Histopathology. 1998 Jan;32(1):60-2. doi: 10.1046/j.1365-2559.1998.00337.x.
We describe the clinical and pathological findings of a previously unreported cutaneous lung tissue heterotopia in a child.
The 3-year-old female patient developed a 8-mm secreting papule over her left scapula. Pathological examination revealed a lesion composed of bronchioles and alveoli within the subcutis and the dermis, with bronchiolar connection to the epidermis. Alveolar type II cells indicating full pulmonary differentiation were detected with a monoclonal antibody (AMH 152).

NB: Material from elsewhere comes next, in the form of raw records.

PR #630, opened 2017-04-29
VFS changes

fomenok:
Made possible the creation user VFS (not dos-like) and create user file systems


fanoI:
I have not a lot of experience on VFS so better to expect @charlesbetros on this.
The modifications you have done broke our tests (as AppVoyer clearly shows), it seems that Bool.GetHashCode() needs a plug.

fomenok:
I fixed

charlesbetros:
Thanks!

The described features suggest that this lesion is a unique variant of rarely observed bronchus-like entities of the skin, designated as cutaneous bronchogenic cysts or cutaneous branchial cleft cysts.
我们描述了一名儿童中一种此前未报告的皮肤肺组织异位的临床和病理表现。
一名3岁女性患者在左肩胛骨处出现一个8毫米的分泌性丘疹。病理检查显示,皮下组织和真皮内有由细支气管和肺泡组成的病变,细支气管与表皮相连。用单克隆抗体(AMH 152)检测到了表明完全肺分化的II型肺泡细胞。
所描述的特征表明,该病变是皮肤中罕见的支气管样实体的一种独特变体,称为皮肤支气管源性囊肿或皮肤鳃裂囊肿。